List each line of the data that holds the string "always", please.

→ SUPPLIED MATERIAL
----

Issue #702, opened 2020-09-24
Map view organization quick view


pageignited:
As a food seeker when I click on a map location pinpoint I need a quick view to display so I see that location basic info.  

Acceptance Criteria

When the food seeker displays the map view for the first time need to display “List View” CTA at bottom of the screen

This “List View” CTA  if selected it will display all location in the list view

staceyrebekahscott:
This issue was marked as Done on in Dec 2020, but it was not properly closed. Labels were added after this point, even though issue was marked Done. Closing issue.

Issue #694, opened 2020-09-24
Foodseeker "List and Map" view button on mobile


pageignited:
As a foodseeker I want to be able to switch back and forth between a map view an list view so I can select the best view for my needs.

Acceptance Criteria:

Scenario 1: View meals and food pantries in a list view 

Given I’m a food seeker 

When I  click the “list” button on the map view 

Then the map  view should no longer display 

And I should see list view of all the meals and food pantries

Scenario 2: View meals and food pantries in a map view 

Given I’m a food seeker 

When I  click the “map” button on the list  view 

Then the list  view should no longer display 

And I should see a map view of all the meals and food pantries

See Image
https://drive.google.com/file/d/1kglzvjupDn5Wat3v6bJEuwMCU_P-4Zk4/view?usp=sharing

Issue #699, opened 2020-09-24
Change map pin colors on map view based on time and active location


pageignited:
As a food seeker, I want to see different color pin colors so at a glance I click on the location based on the color

Acceptance Criteria

When any category i.e “food pantry or meal program” that is still open needs to display on the map as a green pin icon to a food seeker.

When a food seeker clicks on any color map pin icon for that map icon to display as red and it becomes the active location for them.

When the map pin icon of a location that is not active or open to display in the current orange or blue color based on if they are a “food pantry or meal program”

Notes

See image 

https://drive.google.com/file/d/1luYpL0HjLOO5nDwMCIh8GjF4YoJkb_g3/view?usp=sharing - Connect to preview

bbovenzi:
Same suggestion as #697 in terms of opacity and layering

pageignited:
I'm good with that.

PR #705, opened 2020-09-25
Show location preview on mobile map view

### LINKED ISSUE #704: Fix list view scrolling on mobile
.On mobile, when you select a location it renders the content scrolled part-way down. Also, the searchbar and filters also exist in a scrollable container and can disappear when they should always be visible. See below for both examples:

Screen Shot 2020-09-25 at 12 37 57 PM

bbovenzi:
Fixes #704, #694, #702 

When clicking on a pin on mobile a preview displays on the bottom of the screen.
Clicking on that preview will expand to show details.
Clicking on the back button goes back to the map.
Also, toggling between list and map view will always show the list or map instead of details.

Other notes: Did a bit of code cleanup to reuse more data and make the code a bit more readable.

Screen Shot 2020-09-25 at 2 26 02 PM

Note: What design changes could we do to not waste so much screen space on smaller mobile devices?
Screen Shot 2020-09-25 at 2 25 54 PM

### DIFF
--- a/client/src/components/ResultsContainer.js
+++ b/client/src/components/ResultsContainer.js
@@ -204,6 +204,7 @@ export default function ResultsContainer(props) {
             categoryIds={categoryIds}
             isWindowWide={isWindowWide}
             isMobile={isMobile}
+            setToast={setToast}
           />
         )}
       </Grid>
--- a/client/src/components/ResultsContainer.js
+++ b/client/src/components/ResultsContainer.js
@@ -1,4 +1,4 @@
-import React from "react";
+import React, { useEffect, useState } from "react";
 import { makeStyles } from "@material-ui/core/styles";
 import { Grid } from "@material-ui/core";
 import { useOrganizations } from "../hooks/useOrganizations/useOrganizations";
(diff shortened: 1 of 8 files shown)


bbovenzi:
@pageignited Let me know what you think as well!

client/src/components/ResultsContainer.js
```diff
@@ -1,4 +1,4 @@
-import React from "react";
+import React, { useEffect, useState } from "react";
```
bbovenzi, line 1: Reorganized state and effects to better see all of the state at once. Also, removed some redundant state variables

client/src/components/ResultsList.js
```diff
@@ -1,24 +1,19 @@
...
 import { Grid } from "@material-ui/core";
 import { makeStyles } from "@material-ui/core/styles";
-import pantryIcon from "../images/pantryIcon";
-import mealIcon from "../images/mealIcon";
-import splitPantryMealIcon from "../images/splitPantryMealIcon";
-import {
-  MEAL_PROGRAM_CATEGORY_ID,
-  FOOD_PANTRY_CATEGORY_ID,
-} from "../constants/stakeholder";
-import { ORGANIZATION_COLORS, CLOSED_COLOR } from "../constants/map";
```
bbovenzi, line 15: Moved StakeholderPreview and Details logic to their own components or a shared helper function.

pageignited:
On what we can do to make the buttons fit. What if we changed the "Pantry and Meals " to text links with a small icon and not the big button. Something like the "list " link you have now.

On the preview pane on let's remove or reduce the size of that square  image icon by 40-50% 
Remove the map pin icon as well under the "mi" text

client/src/components/ResultsContainer.js
entrotech: good.

client/src/components/ResultsList.js
entrotech: Good. We need to do more re-factorign into components where we can.

entrotech (approved):
Really good work!  I ran your branch on my machine, and it's a big improvement ofver what we had in terms of screen usage.  When you click on a marker on the map, it re-centers the map over the marker. I find this a bit disorienting - what do you think?  There are a number of dead components I want to clean-up, but then our components folder structure is due for a re-organization - I'd be interested in your thoughts on a good folder structure.

pageignited:
yes, I think it should not center over the pinned icon, since you might lose your orientation on the other location in area  a food seeker might want to check out on the map.

pageignited:
On the map view, when you click the pin location, the location tag still shows we need to remove that. Since we have the window at the bottom now, the tag showing on the map is no longer needed.

bbovenzi:
@entrotech Yeah, I think we should make more folders to organize our components better. Probably start with something like `volunteer`, `foodseeker`, and `shared`.

Let me remove the auto-center and clean up some of the UI issues @pageignited found

bbovenzi:
Actually, @pageignited I think the location tag is still necessary since you need to see which one is selected. But I think we could make it cleaner by making the active pin larger and adding an opacity to all others. (Ex: Active pin is 1.25px bigger, all other pins are at 0.9 opacity, and then closed locations are at 0.5 opacity)

pageignited:
@bbovenzi I have in ticket  #699 the maker turning red, and that becomes the active one. Let me know if that can happen or do we need to keep the tag showing?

----

→ OUTPUT OF THE TASK
.On mobile, when you select a location it renders the content scrolled part-way down. Also, the searchbar and filters also exist in a scrollable container and can disappear when they should always be visible. See below for both examples:
Also, toggling between list and map view will always show the list or map instead of details.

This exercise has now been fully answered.